*Work task*
What lines of the data hold the string "hooks"? Pull each one out.

*Data shown*
PR #4559, opened 2022-06-27
GCodeViewer: Async download

JoveToo:
    Brainstorming ticket
    if necessary!
    lessc)
    have added unit tests
    nothing broke

This PR moves the download of the GCode file in the GCodeViewer to the Worker and makes it asynchronous. The GCode file is never entirely in memory.

This now allows downloading a 500MB GCode file in Chrome (with compression enabled).

Downloaded and parsed several files.

#### Further notes

This is not complete, it does not implement the skipUntil feature yet.


JoveToo:
The pre-commit hooks fail on eslint, because it does not handle async functions correctly. 

I do not know how to fix that.

I have made the PR anyway so this can be evaluated in the mean time.

foosel:
> The pre-commit hooks fail on eslint, because it does not handle async functions correctly.
> 
> I do not know how to fix that.

This is intentional as eslint is set up to enforce ES5 compatibility (many people out there are still using old tablets with ancient browsers that don't support ES6). So no `async` keyword support and no arrow functions either. See also a9ea150b927db7d0a275ece9103218eab3e9bfa2. With [nodejs-bin](https://pypi.org/project/nodejs-bin/) it might be possible to give an initial `babel` run a chance here, but that is something that should be looked at outside of the context of this PR.

JoveToo:
@foosel I don't think I can implement this without those keywords.
Do you have statistics of your octoprint clients?  ES6 is already 7 years old...

foosel:
Good point actually, the last time this came up we did not yet have data on this, so around the time I added the linter to prevent accidents after a complaint I also added the client environment to the tracking data:

https://data.octoprint.org/export/client_environment_stats_30d.json

JoveToo:
Alright, that are some useful statistics.
|Type|number|percentage|
|:----|----:|----:|
|Total Instances:  |   175974 ||
|Support:             | 174438 | 99.13% |
|No Support:        |     399  | 0.23% |
|Unknown support:  |     1137 | 0.65% |

This is the script that calculated the statistics. If you can identify which version of WebKit support ES6 you can get 424 extra instances classified.
[convertstatistics.js.txt](https://github.com/OctoPrint/OctoPrint/files/9004658/convertstatistics.js.txt)

foosel:
With that data, a case could be made for dropping ES5 support. However, that is not a decision I cannot make overnight (and while exhausted AF). I've got a vacation coming up, I'll look into this again on my return at the end of July. I've extracted it as a request into #4562. In there I also mention this:

> If we go for this, what we definitely should make available/link to is some page for OctoPrint's users to figure out if their browser supports ES6 (and possibly other stuff in the future). caniuse.com has the data, and https://caniuse.com/es6 holds the info on ES6 specifically, but I couldn't yet locate a "you are here" kinda feature. Any hints in that regard would be highly appreciated.

Any input on that point would be greatly appreciated.

foosel:
I've just pushed a commit to `maintenance` that stops the enforcement of ES5. ES6 language features such as arrow functions and async/await should thus no longer be an issue to get through the pre-commit, and are hereby also allowed.

JoveToo:
This does not include the skipUntil feature because that is difficult.  It needs a decision on if and how this needs to be implemented. Statistics on who actually uses this feature would be useful.

Since we are parsing as the data comes in, we need to skip the data until the "SkipUntil" string. If this string is not found, it will not parse any data. This would be a change in functionality compared to the previous functionality when the setting was ignored if the string was not found.

The only way to implement the old functionality would be to cache all data while searching for the string, throwing it away if it is found or parse it all when it isn't. In the case the string isn't found, we are back to caching the whole gcode file in memory. Considering avoiding this is exactly why this PR exists, it seems contra-productive to me.

JoveToo:
Hmm, I thought of a possible solution. 

If the generator function would work as normal but the string check would be part of parsing a gcode line, we could purge any data that has been parsed so far, basically resetting the parsing. This would include a command sent to the reader to purge any layers it has received this far. 

The generator would also check for the string and return it as normal but reset the `currentDownloadLength` and adjust the `totalDownloadLength` variables. 

It will need some serious documention, however.

foosel:
> Statistics on who actually uses this feature would be useful.

Sadly I have absolutely zero data on that, sorry. 

Am I right in understanding that the problem is that we do not know whether `skipUntilThis` is even contained in the file or not? If so, how about some server side pre-check in that regard? One request that utilizes something like [this](https://github.com/OctoPrint/OctoPrint-FileCheck/blob/c24114008b7445fdbf668ae6a36dd2a109c6ebc5/octoprint_file_check/__init__.py#L78-L118) (which I'd be happy to move into OctoPrint's core utils) to figure this out, then the viewer can make an informed decision on how to proceed, without any overhead. If for some reason the request or check cannot be made, assume no skipuntil value was set and just visualize everything.

JoveToo:
Yes, that is the issue.  If we know for sure it is in the file, we can throw away the data until we see the string. A server side check would simplify the gcode viewer a lot.

JoveToo:
Btw, based on #4594, now we have to implement this feature in the worker, we could modify the current code to only ignore head movements and extrusion commands but parse all the other stuff normally. This would mean a change in how the feature works but it would prevent such issues.

Btw, how is the percentage handled on server side? If the gcode viewer cuts off a part of the file, the completion percentage calculation is diffferent from the one on the server and things should get out of sync?

foosel:
> we could modify the current code to only ignore head movements and extrusion commands but parse all the other stuff normally

Probably a good idea, I say go for it.

> Btw, how is the percentage handled on server side? If the gcode viewer cuts off a part of the file, the completion percentage calculation is diffferent from the one on the server and things should get out of sync?

The viewer calculates the percentages based on position in file vs file size, *before* the skipUntil string ever gets even remotely looked at. So they do sync up, the viewer side just skips the first few percent.

JoveToo:
> Probably a good idea, I say go for it.

Will do.

> The viewer calculates the percentages based on position in file vs file size, _before_ the skipUntil string ever gets even remotely looked at. So they do sync up, the viewer side just skips the first few percent.

I don't think this is accurate. The first thing the gcodeviewer does is shorten the file, before it is parsed and the percentages are calculated. See https://github.com/OctoPrint/OctoPrint/blob/maintenance/src/octoprint/plugins/gcodeviewer/static/js/gcodeviewer.js#L515 which calls `self.showGCodeViewer` which does the skipUntil split and passes the shorted file to the gCodeReader which calls `prepareGCode` which does the percentage calculation. So unless Octoprint itself also calculates the percentages on a shorter file, they get out of sync.

src/octoprint/plugins/gcodeviewer/__init__.py
```diff
@@ -70,6 +73,19 @@ def on_settings_migrate(self, target, current):
                     self._settings.set_int(["sizeThreshold"], config["sizeThreshold"])
                 self._settings.global_remove(["gcodeViewer"])
 
+    def on_api_get(self, request):
```
foosel, line 76: The way this is implemented heavily deviates from other file related endpoints. Initially I thought it would be easiest to just have the get point only operate on the currently selected file, making the `SimpleApiPlugin` the easiest approach to implementation since no parameter transfer would be needed, but if you want to go with a parameter based approach (which also has its valid reasons, to combat issues caused by race conditions should the user go nuts with selecting new files), this should rather be a `BlueprintPlugin` with a `GET` method and the file path encoded into its path.

That has the upside that we can also just return 404 if we can't find the file, instead of claiming "nope, clean".

Something like this (assuming the mixin `octoprint.plugin.BlueprintPlugin` mixin is also included above):

``` python
@octoprint.plugin.BlueprintPlugin.route("/skipuntilcheck/<string:origin>/<path:filename>", methods=["GET"])
def check_skip_until_presence(self, origin, path):
    try:
        path = self._file_manager.path_on_disk(origin, path)
    except NotImplementedError:
        # storage doesn't support path on disk
        flask.abort(404)

    if not os.path.exists(path):
        # path doesn't exist
        flask.abort(404)

    skipUntilThis = self._settings.get(["skipUntilThis"])
    if not skipUntilThis:
        # no skipUntilThis, no need to search, shortcut
        return flask.jsonify(present=False)

    return flask.jsonify(present=search_through_file(path, skipUntilThis))

def is_blueprint_csrf_protected(self):
    return True
```

src/octoprint/plugins/gcodeviewer/static/js/viewer/worker.js
```diff
@@ -376,10 +447,23 @@ var doParse = function () {
...
 
+    // skipUntil preparations
+    var skipUntilFound = false;
+
     var i, j, args;
 
+    // if skipUntil is set, get skipUntilPresent
+    skipUntilPresent = false;
+    if (skipUntil !== undefined && skipUntil !== "") {
+        result = await fetch("/api/plugin/gcodeviewer?path=" + localPath);
```
foosel, line 458: With the above change, this would then be

```suggestion
        result = await fetch("/plugin/gcodeviewer/skipuntilcheck/local/" + localPath);
```

src/octoprint/plugins/gcodeviewer/static/js/viewer/worker.js
```diff
@@ -376,10 +447,23 @@ var doParse = function () {
...
+        if (result.ok) {
+            response = await result.json();
+            skipUntilPresent = response.result == "true";
```
foosel, line 461:
```suggestion
            skipUntilPresent = response.present;
```

src/octoprint/plugins/gcodeviewer/static/js/viewer/reader.js
```diff
@@ -210,35 +210,18 @@ GCODE.gCodeReader = (function () {
...
                 (gCodeOptions["compressionSizeThreshold"] > 0 &&
                     gCodeOptions["compressionSizeThreshold"] <= totalSize);
 
             GCODE.ui.worker.postMessage({
-                cmd: "parseGCode",
+                cmd: "downloadAndParseGCode",
                 msg: {
-                    gcode: gcode,
+                    path: reader.path,
+                    localPath: reader.localPath,
```
foosel, line 223: `path` vs `localPath` confused me a bit during review further down. How about `url` and `path` instead?

foosel (changes requested):
Finally gotten around to another review, sorry for the delay. 1.8.x has been nuts the past weeks. 

Anyhow, I have some points, mostly related to a refactoring I'd like to see for better consistency, see below.

src/octoprint/plugins/gcodeviewer/__init__.py
JoveToo: I see you return True on the csrf protected method. Do I need to do something in the worker for that?

foosel: No, not since you are only using a `GET` endpoint. If at some point you'd want to `POST`, `PUT`, `PATCH`, `DELETE` stuff, the `fetch` calls would need some love to add some headers. The `return True` here is merely so that an explicit decision has been made for this plugin, because otherwise OctoPrint will implicitly make it (`False`) and log two warnings, one for the implicit decision, one for the disabled CSRF protection. See the heads-ups in the release notes of 1.8.3.

foosel (approved):

rfinnie:
Sorry if I'm missing something, but I've been unable to load any gcode in the viewer with this commit applied.  The in-UI status is stuck on "Parsing... (100%)" and the browser console displays:

> 09:20:53.786 Error calling fromCurrentData on view model GcodeViewModel : loadFile@http://127.0.0.1:5000/static/webassets/packed_core.js?cc63d943:798:523
GcodeViewModel/self.loadFile@http://127.0.0.1:5000/static/webassets/packed_core.js?cc63d943:727:866
GcodeViewModel/self._processData@http://127.0.0.1:5000/static/webassets/packed_core.js?cc63d943:731:740
GcodeViewModel/self.fromCurrentData@http://127.0.0.1:5000/static/webassets/packed_core.js?cc63d943:728:448
callViewModelIf@http://127.0.0.1:5000/static/webassets/packed_core.js?cc63d943:1726:75
callViewModelsIf/<@http://127.0.0.1:5000/static/webassets/packed_core.js?cc63d943:1720:153
Pn@http://127.0.0.1:5000/static/webassets/packed_libs.js?6bee1dee:30:530
m/ur/<@http://127.0.0.1:5000/static/webassets/packed_libs.js?6bee1dee:51:66
callViewModelsIf@http://127.0.0.1:5000/static/webassets/packed_core.js?cc63d943:1720:95
callViewModels@http://127.0.0.1:5000/static/webassets/packed_core.js?cc63d943:1719:72
DataUpdater/self._onCurrentData/<@http://127.0.0.1:5000/static/webassets/packed_core.js?cc63d943:1600:266
DataUpdater/self._ifInitialized@http://127.0.0.1:5000/static/webassets/packed_core.js?cc63d943:1614:1002
DataUpdater/self._onCurrentData@http://127.0.0.1:5000/static/webassets/packed_core.js?cc63d943:1600:226
OctoPrintSocketClient.prototype.propagateMessage/<@http://127.0.0.1:5000/static/webassets/packed_client.js?39d41c31:24:116
Pn@http://127.0.0.1:5000/static/webassets/packed_libs.js?6bee1dee:30:530
m/ur/<@http://127.0.0.1:5000/static/webassets/packed_libs.js?6bee1dee:51:66
OctoPrintSocketClient.prototype.propagateMessage@http://127.0.0.1:5000/static/webassets/packed_client.js?39d41c31:24:77
onMessage/<@http://127.0.0.1:5000/static/webassets/packed_client.js?39d41c31:31:316
m/Zt/<@http://127.0.0.1:5000/static/webassets/packed_libs.js?6bee1dee:47:23
_t@http://127.0.0.1:5000/static/webassets/packed_libs.js?6bee1dee:35:392
m/Vt/<@http://127.0.0.1:5000/static/webassets/packed_libs.js?6bee1dee:46:369
m/ur/<@http://127.0.0.1:5000/static/webassets/packed_libs.js?6bee1dee:51:73
onMessage@http://127.0.0.1:5000/static/webassets/packed_client.js?39d41c31:31:278
[5]</r.prototype.dispatchEvent@http://127.0.0.1:5000/static/webassets/packed_libs.js?6bee1dee:1585:2864
[14]</</w.prototype._transportMessage/<@http://127.0.0.1:5000/static/webassets/packed_libs.js?6bee1dee:1585:13481
[14]</</w.prototype._transportMessage@http://127.0.0.1:5000/static/webassets/packed_libs.js?6bee1dee:1585:13432
[3]</i.prototype.emit@http://127.0.0.1:5000/static/webassets/packed_libs.js?6bee1dee:1585:1745
[38]</c/this.ws.onmessage@http://127.0.0.1:5000/static/webassets/packed_libs.js?6bee1dee:1585:39734
packed_core.js:1727:37

Though I haven't yet been able to figure out what the error it's reporting actually is.  Tried in Firefox and Chrome, in multiple environments (systeminfo bundle is from a minimal dev environment in upstream/maintenance, but also tried switching my "normal" home environment to maintenance).  Multiple gcode files tried, and I've bisected it directly to this commit.

[octoprint-systeminfo-20221027092154.zip](https://github.com/OctoPrint/OctoPrint/files/9881361/octoprint-systeminfo-20221027092154.zip)

cp2004:
I can confirm I wasn't able to load a gcode file - chromium based browsers give much more helpful error messages (at least for OctoPrint):

```
helpers.js:1471 
        
       Error calling onTabChange on view model GcodeViewModel : ReferenceError: totalSize is not defined
    at Object.loadFile (http://localhost:5000/plugin/gcodeviewer/static/js/viewer/reader.js:217:65)
    at GcodeViewModel.self.loadFile (http://localhost:5000/plugin/gcodeviewer/static/js/gcodeviewer.js:524:35)
    at GcodeViewModel.self.onTabChange (http://localhost:5000/plugin/gcodeviewer/static/js/gcodeviewer.js:875:22)
    at callViewModelIf (http://localhost:5000/static/js/app/helpers.js:1455:35)
    at http://localhost:5000/static/js/app/helpers.js:1382:13
    at Pn (http://localhost:5000/static/js/lib/lodash.min.js:9:530)
    at Function.<anonymous> (http://localhost:5000/static/js/lib/lodash.min.js:30:66)
    at callViewModelsIf (http://localhost:5000/static/js/app/helpers.js:1380:7)
    at callViewModels (http://localhost:5000/static/js/app/helpers.js:1374:5)
    at OctoPrint.coreui.exports.onTabChange (http://localhost:5000/static/js/app/main.js:153:13)
```

JoveToo:
This problem is fixed in #4673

*Exercise solution*
The pre-commit hooks fail on eslint, because it does not handle async functions correctly. 
> The pre-commit hooks fail on eslint, because it does not handle async functions correctly.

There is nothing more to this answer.